=== Stored data ===
PR #578, opened 2026-08-24
fix(stage0): pre-stage musl for mussel, stop hitting musl.libc.org

mauromorales:
stage0 has been failing (not riscv64-specific -- confirmed from the actual log) because mussel, the vendored cross-toolchain builder, fetches musl straight from musl.libc.org with no fallback, and that host has been intermittently unreachable. binutils/gcc/gmp/mpc/mpfr already got a mirror-redirect fix for the same class of problem (ftpmirror.gnu.org's rotator serving broken mirrors); musl never did.

Confirmed from mussel's own source (mpackage()) that it skips its network fetch entirely when the tarball is already present at the exact local path it expects. Adds a musl-toolchain entry to sources.yaml -- a second, separately-versioned entry, not a duplicate of the existing `musl` one, which is pinned to 1.2.6 for a different consumer. mussel's own vendored pin is 1.2.5, and mussel's own already-verified musl_sum checksum is what's used here, not a new value. Cached via the existing per-package source cache (populate- sources / ghcr.io/kairos-io/hadron-sources, from #553) the same way every other source in this Dockerfile already is, then copied into mussel's own source directory before it runs, so it never touches musl.libc.org directly.

Rendered clean via hack/render.sh, no unresolved placeholders.

Co-developed-by: Claude Sonnet 5 <noreply@anthropic.com>

### DIFF
--- a/sources.yaml
+++ b/sources.yaml
@@ -645,6 +645,24 @@ packages:
       - https://musl.libc.org/releases/musl-${version}.tar.gz
     filename: musl.tar.gz
 
+  # A second, separately-versioned entry, not a duplicate of `musl` above.
+  # This is what mussel (the vendored cross-toolchain builder in stage0,
+  # not the final rootfs) pins internally -- 1.2.5, not 1.2.6 -- and
+  # mussel's own musl_sum checksum, already the value every prior
+  # successful build has verified against. mussel fetches this straight
+  # from musl.libc.org itself with no fallback, which is what's actually
+  # failing (stage0 timing out on musl.libc.org, not on riscv64 at all).
+  # Cached here the same way as every other source in this file, then
+  # pre-staged into mussel's own source directory before it runs, so it
+  # never touches musl.libc.org directly. See stage0 in Dockerfile.tmpl.
+  musl-toolchain:
+    version: "1.2.5"
+    version_arg: MUSL_TOOLCHAIN_VERSION
+    sha256: a9a118bbe84d8764da0ea0d28b3ab3fae8477fc7e4085d90102b8596fc7c75e4
+    urls:
+      - https://musl.libc.org/releases/musl-${version}.tar.gz
+    filename: musl-toolchain.tar.gz
+
   musl-fts:
     version: "1.2.7"
     version_arg: FTS_VERSION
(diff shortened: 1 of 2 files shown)


sources.yaml
```diff
@@ -645,6 +645,24 @@ packages:
       - https://musl.libc.org/releases/musl-${version}.tar.gz
     filename: musl.tar.gz
 
+  # A second, separately-versioned entry, not a duplicate of `musl` above.
+  # This is what mussel (the vendored cross-toolchain builder in stage0,
+  # not the final rootfs) pins internally -- 1.2.5, not 1.2.6 -- and
```
jimmykarily, line 650: Was the use of a different version intentional? Is this the same sources but from a different mirror? If yes, then maybe we only need to add one more url above and use the same source everywhere.

mauro-agent: Intentional, and not a mirror -- it's a different version for a different consumer, not the same source served two ways.

- `musl-toolchain` (1.2.5) is what mussel needs to bootstrap its own cross-compiler in stage0. mussel hard-pins 1.2.5 internally and checks the tarball against its own `musl_sum` checksum. The file has to land at the exact path mussel expects (`mussel/sources/musl/musl-1.2.5.tar.gz`) for its `mpackage()` fetch-skip logic to kick in.
- `musl` (1.2.6) is the actual target libc that ships in the final rootfs, built later (`musl-stage0` / `MUSL` stages) using the toolchain mussel produces.

So these are two genuinely different musl releases at two different points in the build (toolchain bootstrap vs. target libc), not one source with two paths to it. Pointing mussel at 1.2.6 would fail its own checksum check; making that work would mean patching mussel's pinned version and checksum too, which is a toolchain upgrade, out of scope for a network-reliability fix.

One more thing worth flagging: this isn't actually a mirror fix like binutils/gcc/gmp/mpc/mpfr got. Both `musl` and `musl-toolchain` still list only `musl.libc.org` as their URL, no fallback host added. The fix is that `musl-toolchain` goes through the existing sources-cache-and-copy mechanism (`populate-sources` -> `ghcr.io/kairos-io/hadron-sources`) and gets pre-staged into mussel's own source directory before mussel runs, so mussel's direct fetch never happens. A second URL on the existing `musl:` entry wouldn't help mussel either way, since mussel doesn't consult `sources.yaml`'s URL list at all, it only checks whether the tarball is already sitting at its expected local path.

Not an agent, Mauro reviewed and okayed this reply.

jimmykarily (approved):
===
§ Problem:
After reading the lines above, reproduce them all exactly.

§ Exercise result:
PR #578, opened 2026-08-24
fix(stage0): pre-stage musl for mussel, stop hitting musl.libc.org

mauromorales:
stage0 has been failing (not riscv64-specific -- confirmed from the actual log) because mussel, the vendored cross-toolchain builder, fetches musl straight from musl.libc.org with no fallback, and that host has been intermittently unreachable. binutils/gcc/gmp/mpc/mpfr already got a mirror-redirect fix for the same class of problem (ftpmirror.gnu.org's rotator serving broken mirrors); musl never did.

Confirmed from mussel's own source (mpackage()) that it skips its network fetch entirely when the tarball is already present at the exact local path it expects. Adds a musl-toolchain entry to sources.yaml -- a second, separately-versioned entry, not a duplicate of the existing `musl` one, which is pinned to 1.2.6 for a different consumer. mussel's own vendored pin is 1.2.5, and mussel's own already-verified musl_sum checksum is what's used here, not a new value. Cached via the existing per-package source cache (populate- sources / ghcr.io/kairos-io/hadron-sources, from #553) the same way every other source in this Dockerfile already is, then copied into mussel's own source directory before it runs, so it never touches musl.libc.org directly.

Rendered clean via hack/render.sh, no unresolved placeholders.

Co-developed-by: Claude Sonnet 5 <noreply@anthropic.com>

### DIFF
--- a/sources.yaml
+++ b/sources.yaml
@@ -645,6 +645,24 @@ packages:
       - https://musl.libc.org/releases/musl-${version}.tar.gz
     filename: musl.tar.gz
 
+  # A second, separately-versioned entry, not a duplicate of `musl` above.
+  # This is what mussel (the vendored cross-toolchain builder in stage0,
+  # not the final rootfs) pins internally -- 1.2.5, not 1.2.6 -- and
+  # mussel's own musl_sum checksum, already the value every prior
+  # successful build has verified against. mussel fetches this straight
+  # from musl.libc.org itself with no fallback, which is what's actually
+  # failing (stage0 timing out on musl.libc.org, not on riscv64 at all).
+  # Cached here the same way as every other source in this file, then
+  # pre-staged into mussel's own source directory before it runs, so it
+  # never touches musl.libc.org directly. See stage0 in Dockerfile.tmpl.
+  musl-toolchain:
+    version: "1.2.5"
+    version_arg: MUSL_TOOLCHAIN_VERSION
+    sha256: a9a118bbe84d8764da0ea0d28b3ab3fae8477fc7e4085d90102b8596fc7c75e4
+    urls:
+      - https://musl.libc.org/releases/musl-${version}.tar.gz
+    filename: musl-toolchain.tar.gz
+
   musl-fts:
     version: "1.2.7"
     version_arg: FTS_VERSION
(diff shortened: 1 of 2 files shown)


sources.yaml
```diff
@@ -645,6 +645,24 @@ packages:
       - https://musl.libc.org/releases/musl-${version}.tar.gz
     filename: musl.tar.gz
 
+  # A second, separately-versioned entry, not a duplicate of `musl` above.
+  # This is what mussel (the vendored cross-toolchain builder in stage0,
+  # not the final rootfs) pins internally -- 1.2.5, not 1.2.6 -- and
```
jimmykarily, line 650: Was the use of a different version intentional? Is this the same sources but from a different mirror? If yes, then maybe we only need to add one more url above and use the same source everywhere.

mauro-agent: Intentional, and not a mirror -- it's a different version for a different consumer, not the same source served two ways.

- `musl-toolchain` (1.2.5) is what mussel needs to bootstrap its own cross-compiler in stage0. mussel hard-pins 1.2.5 internally and checks the tarball against its own `musl_sum` checksum. The file has to land at the exact path mussel expects (`mussel/sources/musl/musl-1.2.5.tar.gz`) for its `mpackage()` fetch-skip logic to kick in.
- `musl` (1.2.6) is the actual target libc that ships in the final rootfs, built later (`musl-stage0` / `MUSL` stages) using the toolchain mussel produces.

So these are two genuinely different musl releases at two different points in the build (toolchain bootstrap vs. target libc), not one source with two paths to it. Pointing mussel at 1.2.6 would fail its own checksum check; making that work would mean patching mussel's pinned version and checksum too, which is a toolchain upgrade, out of scope for a network-reliability fix.

One more thing worth flagging: this isn't actually a mirror fix like binutils/gcc/gmp/mpc/mpfr got. Both `musl` and `musl-toolchain` still list only `musl.libc.org` as their URL, no fallback host added. The fix is that `musl-toolchain` goes through the existing sources-cache-and-copy mechanism (`populate-sources` -> `ghcr.io/kairos-io/hadron-sources`) and gets pre-staged into mussel's own source directory before mussel runs, so mussel's direct fetch never happens. A second URL on the existing `musl:` entry wouldn't help mussel either way, since mussel doesn't consult `sources.yaml`'s URL list at all, it only checks whether the tarball is already sitting at its expected local path.

Not an agent, Mauro reviewed and okayed this reply.

jimmykarily (approved):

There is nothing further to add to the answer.